PR #9308, opened 2025-08-11
feat: separate EDOT from elastic-agent 

pkoutsovasilis:
## What does this PR do?

This PR extracts EDOT (Elastic Distribution for OpenTelemetry) code from the elastic-agent control-plane binary into a standalone binary. The changes include:

- **Code Restructuring**: Moved all EDOT/OTel-related code from `internal/pkg/otel` to `internal/edot/pkg` and created a new standalone module with its own `go.mod`
- **New Binary**: Created a standalone `edot` binary with its own entrypoint at `internal/edot/main.go` that consolidates OpenTelemetry Collector functionality
- **Thin Wrapper**: Replaced the `elastic-agent otel` subcommand with a thin wrapper that executes the standalone `edot` binary as a supervised subprocess
- **Build Configuration**: Updated the build process (`magefile.go`) to generate two separate binaries: `elastic-agent` (control plane) and `edot` (data plane)
- **CI/CD Updates**: Updated scripts (`.ci/scripts/update-otel.sh`), GitHub workflows, and CODEOWNERS to reference the new `internal/edot` structure

The architecture now cleanly separates the control plane (elastic-agent) from the data plane (edot), with elastic-agent managing the edot collector as a supervised subprocess when needed. There are still some remaining libbeat dependencies in the elastic-agent package due to config translation, but with this PR it would be way easier to eliminate them in the future.

## Why is it important?

**Architecture Benefits:**
- Clean separation between control plane and data plane code
- Prevents transitive EDOT/OpenTelemetry dependencies from bloating the core elastic-agent binary
- Allows elastic-agent and EDOT to be updated independently
- Enables better memory sharing when multiple processes of the same binary run

**Runtime Memory Optimization:**
- Reduces runtime memory when EDOT is not actively running
- Previously, importing EDOT code increased binary size and runtime memory even when the collector was not being used
- Large static data segments (.text and .rodata) are no longer loaded into elastic-agent memory unless EDOT is explicitly invoked

## Checklist

## Disruptive User Impact

**Minimal user impact expected:**

The `elastic-agent otel` command continues to work as before from a user perspective. The elastic-agent binary now acts as a thin wrapper that executes the `edot` binary, which should be transparent to users.

**Deployment considerations:**
- The elastic-agent distribution now includes two binaries (`elastic-agent` and `edot`) instead of one
- Security teams may need to add the new `edot` binary to their security detection exception lists (see elastic/global-security-exceptionlist#878)
- Both 8.19 and main branches will receive this change to keep the repository structure consistent and avoid backport challenges

* Build elastic-agent container `USE_PACKAGE_VERSION="true" SNAPSHOT="true" EXTERNAL="true" PLATFOR
MS="linux/arm64" PACKAGES="docker" DOCKER_VARIANTS="basic" mage package` and verify that the new edot binary is located under `/usr/share/elastic-agent/data/elastic-agent-{commit_sha}/`

* Build elastic-agent install archive `EXTERNAL="true" SNAPSHOT="true" PLATFORMS="linux/arm64" PACKAGES="tar.gz" mage package`. Uncompress the install archive, and enable beats receivers for agent self-monitoring. Install the archive in the develop namespace: `sudo ./build/distributions/elastic-agent-9.3.0-SNAPSHOT-linux-arm64/elastic-agent install --develop`. Elastic-agent should work as expected.

* Run any unit or integration tests; they should be successful

## Related issues

N/A


go.mod
```diff
@@ -26,12 +26,6 @@ require (
 	github.com/elastic/go-sysinfo v1.15.3
 	github.com/elastic/go-ucfg v0.8.9-0.20250307075119-2a22403faaea
 	github.com/elastic/mock-es v0.0.0-20250324153755-573fc6c0ac4b
-	github.com/elastic/opentelemetry-collector-components/connector/elasticapmconnector v0.4.0
```
kruskall: Q: do you think it would be possible to also drop the beats dependency in elastic-agent ?

pkoutsovasilis: if we do transfer the config translation from elastic-agent to EDOT (as an extension maybe?!), then yes we can drop all beats dependencies from elastic-agent. However, this is easier said than done, and also we might not even split up elastic-agent and EDOT

theletterf:
We might have to update the docs automation, too.

dev-tools/mage/target/common/notice.go
```diff
@@ -44,6 +44,8 @@ func Notice() (err error) {
 // generateNotice generates a generateNotice file with the name outputFilename.
 // see getDependentModules for use of additionalTags.
 func generateNotice(outputFilename string, additionalTags ...string) error {
+	// TODO(splitting-edot): need to figure out how to make this work with EDOT separated
```
swiatekm, line 47: The outcome should be the same as it is for other binaries shipped in the agent package. To achieve that, I think the following needs to happen:

1. This function is updated to take a go.mod location as an argument.
2. We add mage targets to generate edot-specific notice files in the edot directory.
3. These notice files are added to the package

.ci/updatecli/updatecli-bump-golang.yml
```diff
@@ -122,6 +122,15 @@ targets:
       content: 'go {{ source "latestGoVersion" }}'
       file: wrapper/windows/archive-proxy/go.mod
       matchpattern: 'go \d+.\d+.\d+'
+  update-edot-gomod-full-version:
```
swiatekm, line 125: We need to add another target for bumping the beats dependency in edot too.

swiatekm (commented):
Could we do the package rename and move in a separate PR first? It accounts for a lot of changes in this PR, but seems independent of it. We could even backport it to all active branches to make future backports easier. Then this PR would just be making it a separate module and the tooling adjustment. Do you think that's feasible?

.ci/updatecli/updatecli-bump-golang.yml
pkoutsovasilis: why this change here https://github.com/elastic/elastic-agent/blob/647e17f93bed7f13dd339d48dc42fe11dd0b47b7/dev-tools/mage/target/update/update.go#L28 doesn't satisfy your comment?

dev-tools/mage/target/common/notice.go
pkoutsovasilis: @swiatekm I tend to agree with you but there is already a NOTICE.txt inside `/usr/share/elastic-agent/data/elastic-agent-{commit_sha}/components/NOTICE.txt` so it needs some thinking how this edot-specific NOTICE.txt will appear it's not the code changes that block this from happening. I will discuss this more with the team

pkoutsovasilis:
> Could we do the package rename and move in a separate PR first? It accounts for a lot of changes in this PR, but seems independent of it. We could even backport it to all active branches to make future backports easier. Then this PR would just be making it a separate module and the tooling adjustment. Do you think that's feasible?

This isn't the easiest PR to break into smaller ones, or at least IMO not without duplicating the code, initially at least. However, if we do break it apart and not deliver the full thing under a single PR we are losing the CI actually testing the thing as whole. Honestly looking at the diff, the number of changes is scary but it is mostly NOTICE.txt changes; the actual changes are not that hefty. Either way I am gonna discuss this PR more with @ebeahan and @cmacknz

v1v (dismissed):
LGTM - I only reviewed the changes in the `.ci/updatecli` and `.github/workflows`

.ci/updatecli/updatecli-bump-golang.yml
swiatekm: Ah, so we do it in a single PR. Ok, didn't catch that.

theletterf (dismissed):

ycombinator (commented):
Looks like there are some files in `docs/reference/edot-collector/config/` that are still referencing the old path:

```
docs/reference/edot-collector/config/default-config-standalone.md:365:[Logs - ES]: https://raw.githubusercontent.com/elastic/elastic-agent/refs/tags/v{{version.edot_collector}}/internal/pkg/otel/samples/linux/platformlogs.yml
docs/reference/edot-collector/config/default-config-standalone.md:366:[Logs - OTLP]: https://raw.githubusercontent.com/elastic/elastic-agent/refs/tags/v{{version.edot_collector}}/internal/pkg/otel/samples/linux/managed_otlp/platformlogs.yml
docs/reference/edot-collector/config/default-config-standalone.md:367:[Logs &#124; Metrics - ES]: https://raw.githubusercontent.com/elastic/elastic-agent/refs/tags/v{{version.edot_collector}}/internal/pkg/otel/samples/linux/platformlogs_hostmetrics.yml
docs/reference/edot-collector/config/default-config-standalone.md:368:[Logs &#124; Metrics - OTLP]: https://raw.githubusercontent.com/elastic/elastic-agent/refs/tags/v{{version.edot_collector}}/internal/pkg/otel/samples/linux/managed_otlp/platformlogs_hostmetrics.yml
docs/reference/edot-collector/config/default-config-standalone.md:369:[Logs &#124; Metrics &#124; App - ES]: https://raw.githubusercontent.com/elastic/elastic-agent/refs/tags/v{{version.edot_collector}}/internal/pkg/otel/samples/linux/logs_metrics_traces.yml
docs/reference/edot-collector/config/default-config-standalone.md:370:[Logs &#124; Metrics &#124; App - OTLP]: https://raw.githubusercontent.com/elastic/elastic-agent/refs/tags/v{{version.edot_collector}}/internal/pkg/otel/samples/linux/managed_otlp/logs_metrics_traces.yml
docs/reference/edot-collector/config/default-config-standalone.md:371:[Gateway mode]: https://raw.githubusercontent.com/elastic/elastic-agent/refs/heads/main/internal/pkg/otel/samples/linux/gateway.yml
```

ycombinator:
I see there are still some files/folders left under `github.com/elastic/elastic-agent/internal/pkg/otel`. Are we not moving _all_ files/folders from this location to `github.com/elastic/elastic-agent/internal/edot/pkg`?

magefile.go
```diff
@@ -404,33 +414,14 @@ func (Build) TestBinaries() error {
...
-			return fmt.Errorf("cannot determine darwin OS major version: %w", err)
-		}
-
-		if osMajorVer > 13 {
-			// Workaround for https://github.com/golang/go/issues/67854 until it
-			// is resolved.
-			args = append(args, "-ldflags", "-extldflags='-ld_classic'")
-		}
-	}
-
```
ycombinator, line 420: Was this removal along with the removal of `getMacOSMajorVersion` below intentional?

ycombinator:
With this PR, I'm still seeing some OTel Collector modules referenced in the root `go.mod` file. Is this expected?

magefile.go
pkoutsovasilis: oops nice catch, this wasn't intentional and it probably slipped through the cracks during rebasing. added that back in 2a10385d7cc99f531c500b2fcf79672f758e7f7e

pkoutsovasilis:
> I see there are still some files/folders left under `github.com/elastic/elastic-agent/internal/pkg/otel`. Are we not moving _all_ files/folders from this location to `github.com/elastic/elastic-agent/internal/edot/pkg`?

> With this PR, I'm still seeing some OTel Collector modules referenced in the root go.mod file. Is this expected?

both of these are still the case because we do have components that reside in the elastic-agent package and do have such dependencies, namely the beats-diagnostics extension and the config translation that elastic-agent does to otel.

pkoutsovasilis:
> Looks like there are some files in `docs/reference/edot-collector/config/` that are still referencing the old path:
> 
> ```
> docs/reference/edot-collector/config/default-config-standalone.md:365:[Logs - ES]: https://raw.githubusercontent.com/elastic/elastic-agent/refs/tags/v{{version.edot_collector}}/internal/pkg/otel/samples/linux/platformlogs.yml
> docs/reference/edot-collector/config/default-config-standalone.md:366:[Logs - OTLP]: https://raw.githubusercontent.com/elastic/elastic-agent/refs/tags/v{{version.edot_collector}}/internal/pkg/otel/samples/linux/managed_otlp/platformlogs.yml
> docs/reference/edot-collector/config/default-config-standalone.md:367:[Logs &#124; Metrics - ES]: https://raw.githubusercontent.com/elastic/elastic-agent/refs/tags/v{{version.edot_collector}}/internal/pkg/otel/samples/linux/platformlogs_hostmetrics.yml
> docs/reference/edot-collector/config/default-config-standalone.md:368:[Logs &#124; Metrics - OTLP]: https://raw.githubusercontent.com/elastic/elastic-agent/refs/tags/v{{version.edot_collector}}/internal/pkg/otel/samples/linux/managed_otlp/platformlogs_hostmetrics.yml
> docs/reference/edot-collector/config/default-config-standalone.md:369:[Logs &#124; Metrics &#124; App - ES]: https://raw.githubusercontent.com/elastic/elastic-agent/refs/tags/v{{version.edot_collector}}/internal/pkg/otel/samples/linux/logs_metrics_traces.yml
> docs/reference/edot-collector/config/default-config-standalone.md:370:[Logs &#124; Metrics &#124; App - OTLP]: https://raw.githubusercontent.com/elastic/elastic-agent/refs/tags/v{{version.edot_collector}}/internal/pkg/otel/samples/linux/managed_otlp/logs_metrics_traces.yml
> docs/reference/edot-collector/config/default-config-standalone.md:371:[Gateway mode]: https://raw.githubusercontent.com/elastic/elastic-agent/refs/heads/main/internal/pkg/otel/samples/linux/gateway.yml
> ```

yeah the issue here that I saw and based on that I did not change these, is that these point to tags and even if this PR goes in for older tags these references are correct. So I am not 100% sure how to correctly handle/change them, @theletterf maybe you could help here? 🙂

dev-tools/mage/crossbuild.go
```diff
@@ -172,7 +173,30 @@ func CrossBuild(options ...CrossBuildOption) error {
...
+			})
+			if err != nil {
+				return err
+			}
+			for _, file := range goModFiles {
+				dir, err := filepath.Abs(filepath.Dir(file))
+				if err != nil {
+					return fmt.Errorf("error getting absolute dir of %q: %w", file, err)
+				}
+				fmt.Printf(">> Running go download tidy inside %q\n", dir)
```
pchila, line 188: Did you mean:
```suggestion
				fmt.Printf(">> Running go mod download inside %q\n", dir)
```

internal/edot/cmd/diagnostics_otel.go
```diff
@@ -111,3 +112,19 @@ func aggregateComponentDiagnostics(diags []client.DiagnosticComponentResult) []c
 	}
 	return result
 }
+
+func createFile(filepath string) (*os.File, error) {
+	// Ensure all the folders on filepath exist as os.Create does not do so.
+	// 0777 is the same permission, before unmask, os.Create uses.
+	dir := path.Dir(filepath)
+	if err := os.MkdirAll(dir, 0777); err != nil {
```
pchila, line 120: Is there a specific reason for `0777` permissions ? Wouldn't a `0755` suffice ?

internal/pkg/agent/cmd/otel.go
```diff
@@ -5,76 +5,84 @@
...
+			elasticAgentExecutableDir, err := paths.RetrieveExecutableDir()
 			if err != nil {
-				return err
+				return fmt.Errorf("failed to get the path of edot executable: %w", err)
 			}
-			supervised, err := cmd.Flags().GetBool(manager.OtelSetSupervisedFlagName)
-			if err != nil {
-				return err
+
+			edotExecutable := filepath.Join(elasticAgentExecutableDir, "edot")
```
pchila, line 35: Nit: maybe create a constant with the EDOT executable name ?

internal/pkg/agent/cmd/otel.go
```diff
@@ -5,76 +5,84 @@
...
-				return err
+
+			// Create the arguments
+			var edotArgs []string
+			if len(os.Args) > 1 {
+				edotArgs = os.Args[1:]
 			}
-			supervisedMonitoringURL, err := cmd.Flags().GetString(manager.OtelSupervisedMonitoringURLFlagName)
+
+			// TODO(splitting-edot): find a way to decouple properly elastic-agent flags from edot flags
```
pchila, line 46: Hint: maybe there's a way to use the elastic-agent[ common flag definition](https://github.com/elastic/elastic-agent/blob/b74942add0a8066bd6939a1a7fe374201f207058/internal/pkg/agent/cmd/common.go#L68-L70)  to filter out the unwanted arguments from the command line ?

magefile.go
```diff
@@ -1806,8 +1811,8 @@ func useDRAAgentBinaryForPackage(ctx context.Context, manifestURL string, versio
 
 		log.Printf("copying %q to %q", srcBinaryPath, dstBinaryPath)
 
-		err = filecopy.Copy(srcBinaryPath, dstBinaryPath, filecopy.Options{
-			PermissionControl: filecopy.PerservePermission,
+		err = copy.Copy(srcBinaryPath, dstBinaryPath, copy.Options{
```
pchila, line 1814: Not relevant to the specific line, placing the comment here because it's related to  `useDRAAgentBinaryForPackage` function. Is `edot` binary pushed as a DRA like `elastic-agent-core` (or maybe it should be bundled in it) ? How would the `edot` binary be packaged during unified release builds where `elastic-agent` binary is pulled from DRA ?

pchila (commented):
Completed a first pass I left a few comments.
The possible blocker is the question about using `edot` binary from `elastic-agent-core` DRA during unified builds, the others are mostly nitpicks

internal/pkg/agent/cmd/otel.go
```diff
@@ -5,76 +5,84 @@
...
+			edotArgs = slices.Filter(nil, edotArgs, func(arg string) bool {
+				switch arg {
+				case "-c", "-v", "-e", "-d":
+					return false
+				default:
+					return true
+				}
+			})
+
+			proc, err := process.Start(
```
swiatekm, line 56: To make this behave the same way as `elastic-agent otel` does currently, shouldn't we reexec here instead?

pkoutsovasilis:
ok after discussing with the team we decided to close this PR and have other smaller follow-up ones that incrementally achieve the same thing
------------
Restate the records above verbatim up to and including the line containing "This PR extracts".

PR #9308, opened 2025-08-11
feat: separate EDOT from elastic-agent 

pkoutsovasilis:
## What does this PR do?

This PR extracts EDOT (Elastic Distribution for OpenTelemetry) code from the elastic-agent control-plane binary into a standalone binary. The changes include:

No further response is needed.